Inflation fell by 1,6% in December, bringing the average for the year to 4,0%. From this point of view the dynamics of prices is expected to remain weak even if increasing due to the recovery of domestic demand. Since 2005, monetary policy has been conducted under the regime of inflation targeting. For the current year and for 2015, the National Bank of Romania (NBR) has set its end-of-period inflation target at 2,5%, with a range of +/-1%. Faced with expectations of easing inflationary pressures, the NBR started in July last year monetary easing cycle reducing the policy rate in several steps up to 3,5% in February. At the beginning of the year, the local currency had experienced a slight weakening, going from 4,4 ron per euro to 4,6 due to the worries about international markets in the face of heightened political instability in Ukraine.

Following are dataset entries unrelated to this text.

PR #71, opened 2020-11-08
Clean processes

shoracek:
While trying to fix the problem with leftover processes due to stop_background not being called, I found that some sometimes stop_background did not stop the command completely, so I fixed that also.

### DIFF
--- a/lib/testing/test_runner.sh
+++ b/lib/testing/test_runner.sh
@@ -359,6 +359,13 @@ teardown()
         [[ "$CUR" == "$NS" ]] && rm -f "$STATEDIR/current"
     fi
 
+    for f in ${STATEDIR}/proc/*; do
+        if [ -f "$f" ]; then
+            local pid="${f/${STATEDIR}\/proc\//}"
+            stop_background "$pid" &> /dev/null || true
+        fi
+    done
+
     rm -rf "$STATEDIR"
 
     CLEANUP_FUNC=
--- a/lib/testing/test_runner.sh
+++ b/lib/testing/test_runner.sh
@@ -78,7 +78,7 @@ die()
 start_background()
 {
     local TMP_FILE="${STATEDIR}/tmp_proc_$$_$RANDOM"
-    eval "$* >& ${TMP_FILE} &"
+    setsid bash -c "$*" &> ${TMP_FILE} &
     local PID=$!
     sleep 1 # Wait to make sure the command is executed in the background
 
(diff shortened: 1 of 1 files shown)


lib/testing/test_runner.sh
```diff
@@ -357,6 +357,15 @@ teardown()
 
     rm -rf "$STATEDIR"
 
+    for i in /tmp/"${NS}"_PID_*; do
```
chaudron, line 360: This won't work, as it will kill all processes, even those that are running in parallel. To support this some global per test run ID needs to be added.

tohojo: I think the right thing here is to change the tmpfile to a directory (with mktemp -d) and dump everything in there; that also makes it easier to find all the pid files for a run...

shoracek: I'm not sure what do you mean by processes running in parallel. If you mean processes from tests that are running in parallel, then they all would have to have a different $NS, wouldn't they?

chaudron: I was under the impression we could run the tests in parallel (or maybe I was hoping for this ;), but looking at the code this is not the case, so we might not need to worry about it for now.

shoracek:
I added commit moving all state files of the test into a temporary folder, as suggested by @tohojo .

lib/testing/test_runner.sh
```diff
@@ -123,7 +123,11 @@ check_prereq()
         die "This script needs root permissions to run."
     fi
 
-    [ -d "$STATEDIR" ] || mkdir -p "$STATEDIR" || die "Unable to create state dir $STATEDIR"
+    STATEDIR="$(mktemp -d --tmpdir=${TMPDIR:-/tmp} --suffix=.xdptest)" 
+    if [ $? -ne 0 ]; then
+        die "Unable to create state dir in $TMPDIR"
+    fi
+    mkdir ${STATEDIR}/proc
```
tohojo, line 130: cleanup() does `rmdir $STATEDIR`, so with this I think it'll fail, no? I think the easiest is to just change the cleanup to 'rm -rf' :)

shoracek: Looking at the code, I'm having trouble finding where the cleanup() function is even used. I thought that the cleaning was done in teardown().

tohojo: Huh, you're right! Looks like cleanup() is just dead code left over from when this was copied from the tutorial runner. My bad!

tohojo:
Looks good, thanks! :)

PR #1031, opened 2026-01-20
internal(browser): Browser action editing MVP

going-confetti:
## Description
image

What I'd like to do next:
- Add file type icons
- Improve the action editing UX
- Undo/redo: the new state hook already supports this (thanks to @allansson 👏), but I'd like to explore it in a separate PR, as getting it to work together with the built-in undo functionality when editing text fields is a bit tricky

## How to Test
1. In the sidebar, look for the `TESTS` section and click on the `+` icon button
2. Select `Browser test`
3. Once opened, add a new "Navigate to URL" action in the browser actions list on the right
4. An action with prefilled value will be added, and you'll see `page.goto("https://example.com")` in the script preview
5. Test the debug/export/save/run in the cloud functionality

## Checklist

### DIFF
--- a/src/views/BrowserTestEditor/BrowserTestEditor.hooks.ts
+++ b/src/views/BrowserTestEditor/BrowserTestEditor.hooks.ts
@@ -120,23 +120,12 @@ export function useBrowserTestState(
   browserTestFile: BrowserTestFile | undefined
 ) {
   const { actions = [] } = browserTestFile ?? {}
-  const { state, undo, redo, push, reset } = useStateWithUndo<
-    BrowserActionWithId[]
-  >(
+  const { state, undo, redo, push } = useStateWithUndo<BrowserActionWithId[]>(
     actions.map((action) => ({
       id: crypto.randomUUID(),
       action,
     }))
   )
-
-  useEffect(() => {
-    reset(
-      actions.map((action) => ({
-        id: crypto.randomUUID(),
-        action,
-      }))
-    )
-  }, [reset, actions])
 
   const addAction = (method: AnyBrowserAction['method']) => {
     const action = createNewAction(method)
@@ -153,15 +142,6 @@ export function useBrowserTestState(
   const removeAction = (id: string) => {
     const newActions = state.filter((actionWithId) => actionWithId.id !== id)
     push(newActions)
-  }
-
-  const resetActions = (newState: AnyBrowserAction[]) => {
-    reset(
-      newState.map((action) => ({
-        id: crypto.randomUUID(),
-        action,
-      }))
-    )
   }
 
   const plainActions = useMemo(() => {
@@ -184,7 +164,6 @@ export function useBrowserTestState(
     isDirty,
     undo,
     redo,
-    resetActions,
   }
 }
 
--- a/src/views/BrowserTestEditor/EditableAction.tsx
+++ b/src/views/BrowserTestEditor/EditableAction.tsx
@@ -16,7 +16,7 @@ import {
   Trash2Icon,
   TriangleAlertIcon,
 } from 'lucide-react'
-import { useState } from 'react'
+import { useEffect, useState } from 'react'
 
 import { AnyBrowserAction, PageGotoAction } from '@/main/runner/schema'
 import { exhaustive } from '@/utils/typescript'
@@ -155,6 +155,7 @@ interface GoToActionBodyProps {
 function GoToActionBody({ action, onUpdate }: GoToActionBodyProps) {
   const [isPopoverOpen, setIsPopoverOpen] = useState(false)
   const [url, setUrl] = useState(action.url)
+
   const [error, setError] = useState<string | null>(null)
 
   const handleSubmit = (e: React.FormEvent) => {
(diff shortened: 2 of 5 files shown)


src/views/BrowserTestEditor/EditableAction.tsx
```diff
@@ -0,0 +1,194 @@
...
+  })
+
+  const handleBlur = async () => {
+    await trigger('url')
+
+    const data = getValues()
+    if (data.url !== action.url) {
+      onUpdate(data)
+    }
+  }
```
going-confetti: Not sure how I feel about react-hook-form, especially in this case, but I tried not to step too far away from patterns established in other places. Of course, any feedback is welcome.

src/views/BrowserTestEditor/EditableAction.tsx
```diff
@@ -0,0 +1,194 @@
...
+
+  return (
+    <>
+      Navigate to{' '}
+      <TextField.Root
+        size="1"
+        color={errors.url ? 'red' : 'gray'}
```
going-confetti: When the user types an invalid URL, should we still put it in the script (current behavior) or should we "skip" the action?

src/views/BrowserTestEditor/EditableAction.tsx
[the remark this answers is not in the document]
going-confetti: This is _kinf of_ intentional. See my other comment

src/views/BrowserTestEditor/EditableAction.tsx
allansson: I say it should go in the script as-is, but we invalidate the field or show a warning. I think omitting things from the script should be reserved for when the input would produce invalid syntax, in which case I think we should emit a comment.

src/views/BrowserTestEditor/EditableAction.tsx
allansson: I feel like this is targeted at me directly. 😆

Introducing johan-forms:

```tsx
// Define the different inputs upfront. Keeps the component code clean + they can be reused in different forms.
const username = input<string>({
  name: 'username',
  // Not using Zod here because it is overkill when validating primitive values
  validate(value) {
    if (value.trim().length === 0) {
      return { error: 'Username cannot be empty' }
    }

    return { result: value.trim() }
  },
})

const password = input<string>({
  name: 'password',
  validate(value) {
    if (value.length < 6) {
      return { error: 'Password must be at least 6 characters long' }
    }

    return { result: value }
  },
})

export function MyComponent() {
  // The form data is just normal component state
  const [data, setData] = useState(() => {
    return {
      username: username(''),
      password: password(''),
    }
  })

  // Values are updated 
  const handleUsernameChange = (username: Input<string>) => {
    setData((prev) => ({ ...prev, username }))
  }

  const handlePasswordChange = (password: Input<string>) => {
    setData((prev) => ({ ...prev, password }))
  }

  // The form is constructed from its inputs, not the other way around
  // like react-hook-forms where inputs are created from the form.
  const form = useForm(data, {
    onSubmit: (data) => {
      console.log('Form submitted with data:', data)
    },
  })

  return (
    <form {...form}>
      <Input
        label="Username"
        value={data.username}
        onChange={handleUsernameChange}
      />
      <Input
        label="Password"
        value={data.password}
        onChange={handlePasswordChange}
      />
    </form>
  )
}

interface InputProps<T> {
  label: ReactNode
  // Inputs have very simple types so they are easy to pass around as props
  value: Input<T>
  onChange: (value: Input<T>) => void
}

function Input<T>({ label, value, onChange }: InputProps<T>) {
  return (
    <div>
      <label {...value.label}>{label}</label>
      <input
        // Values have props for inputs and labels for convenience
        {...value.input}
        // Values are immutable and can be updated via `change`, `blur` and `set`.
        onChange={(e) => onChange(value.change(e.target))}
        onBlur={(e) => onChange(value.blur(e.target))}
      />
      {value.dirty && value.error && (
        <div style={{ color: 'red' }}>{value.error}</div>
      )}
    </div>
  )
}
```

src/views/BrowserTestEditor/BrowserTestEditor.hooks.ts
```diff
@@ -20,36 +33,189 @@ export function useBrowserTestFile(): StudioFile {
...
+  const { state, undo, redo, push, reset } = useStateWithUndo<
+    BrowserActionWithId[]
+  >(
+    actions.map((action) => ({
+      id: crypto.randomUUID(),
+      action,
+    }))
+  )
+
+  useEffect(() => {
```
allansson: This is to reset the state if the user selected a different file, right? You can do this by setting a key on the `BrowserTestEditor`:

```tsx
function BrowserTestEditorView({ fileName }) {
  // Same logic as the current `BrowserTestEditor`
}

function BrowserTestEditor() {
  const { fileName } = useParams()

  return <BrowserTestEditorView key={fileName} fileName={fileName} />
}
```
This will ensure that state is completely reset and it removes the footgun of forgetting to add a `useEffect` in some component deep down in the hierachy.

Subsequently, positive internal factors in the country, such as the containment of the deficit and the good performance of the real economy, favored a partial recovery and the local currency appreciated up to the current level of 4,5.

The budget deficit in Romania is estimated to decrease to 2,6% of GDP in 2013 from 3,0% the previous year. For 2014, the budget deficit is forecast at 2,2% of GDP if one takes into account the latest measures approved by the Government, i.e., on the side of budget expenditure, the spending commitments for the increase in public salaries, on the revenue side, the increase in excise taxes on energy products, and the expansion of the tax base for wealth tax. In 2015, thanks to the expected acceleration of GDP, the deficit should decrease further to 1,8%. Another positive factor, public debt is estimated at around 38% of GDP in 2013. If the public deficit were to remain below 2,0% in the medium-long term, then the public debt would stabilize close to 30%. On the other hand, in 2013 the current deficit amounted to 1,1% of GDP, down from 4,4% in 2012. For 2014, the government expects the trade deficit to be around 1,2% of GDP. The imbalance in the external accounts is therefore expected to be quite contained also in 2015. It is plausible that the correction of the current deficit will be affected by the structural component due to the expected adjustment of the public finances. With a current deficit stably at 2,0%, according to Instesa Sanpaolo in the medium-long term, external debt could stabilize at 30% of GDP, in decisive correction from the current value of about 70%. From this point of view a relatively small current account deficit, if maintained in the medium/long term, facilitates the sustainability of external debt, data confirmed by a ratio between official reserves at the end of 2014 and the sum of the current deficit and cumulative maturing financial commitments estimated at 2,2, therefore higher than the unit which represents the alert threshold.

They remain positive prospects for a strengthening of Romania's economic fundamentals in the long term with the more solid economic dynamics of the Euro Area and thanks to the implementation of the reforms necessary to increase the country's competitiveness. In the medium term, the IMF expects GDP to return to growth above 3,5%. Notwithstanding the above, the significant foreign debt, equal to about 70% of GDP, still represents the greatest element of economic vulnerability of Romania. To this must be added the strong energy dependence, since Romania depends on Russia for more than 15% of its energy needs. The forecast scenario is therefore subject to downside risks associated with the current political tension involving Russia and Ukraine.